Im Anschluss hatte Tómas Karl zur Aufnahme eines Protokolls gebeten und Hlynur bei ihm eine Hausdurchsuchung durchführen lassen.

Karl war ruhig und gefasst gewesen, antwortete nur einsilbig oder schwieg einfach; ab und zu beriet er sich mit dem ihm zugeteilten Anwalt, der dem Verhör per Telefon beiwohnen durfte.

Er weigerte sich hartnäckig, sich zu Pálmis Mutter und ihrem Tod zu äußern.

Tómas brachte das Gespräch auf Linda.

»Wir haben Reste von dunkelblauer Wolle an dem Messer gefunden … Du hast einen dunkelblauen Wollpulli getragen an dem Tag, als du die Leiche gefunden hast. Linda hatte eine Lebensversicherung abgeschlossen – du hättest einen direkten finanziellen Profit, wenn sie stürbe. Sag mir …« Tómas schaute Karl ernsthaft an. »Sag mir«, wiederholte er, »warum ich dich nicht hier und jetzt wegen Mordversuchs festnehmen sollte.«

Karl schwieg einen Augenblick und bat dann darum, mit dem Verteidiger allein in einem Raum reden zu dürfen. Nach diesem Zweiergespräch schien er bereit zu sein, sich zu diesem Thema zu äußern.

»Sie hielt das Messer umklammert, als ich sie gefunden habe. Du kannst mir nicht einfach eine Körperverletzung unterschieben, verdammt.«

Tómas schwieg, wartete.

»Ich weiß nicht, was über mich gekommen ist – ich habe das Messer im nächsten Garten versteckt, um, ja, ihr Ansehen zu retten.«

»Und weil du wusstest, dass du keine einzige Krone bekommen würdest, wenn sie sich das Leben genommen hätte.«

»Davon hatte ich keine Ahnung.« Er grinste und wusste zweifelsohne, dass bei der Hausdurchsuchung kein Exemplar von Lindas Vertrag gefunden worden war.

Tómas fragte nichts zur vermeintlichen häuslichen Gewalt. Da hatte die Polizei nichts in der Hand als Vermutungen und Leifurs Erzählungen von den Streitigkeiten zwischen Karl und Linda. Gemäß den letzten Neuigkeiten schien leider nichts darauf hinzudeuten, dass Linda wieder zu Bewusstsein kommen würde und gegen ihn aussagen könnte.

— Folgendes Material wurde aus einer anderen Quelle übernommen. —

PR #5042, opened 2019-08-19
Cosmos Direct TCP port from azure-cosmosdb v2.6.1

David-Noble-at-work:
This port brings v3 into alignment with v2.6.1 of the Cosmos SDK for Java. Except for RntbdTransportClient.java which has some adjustments for Reactor the implementations are now equivalent.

Tómas glaubte, nicht genug in der Hand zu haben, um einen Haftbefehl zu beantragen. Karl durfte am Ende des Verhörs wieder gehen, wurde aber angewiesen, im Dorf zu bleiben, falls die Polizei ihn nochmals kontaktieren musste.

»Ich komme ja nicht weg, alle Wege sind verschlossen«, sagte er und ging dann in die Dunkelheit hinaus.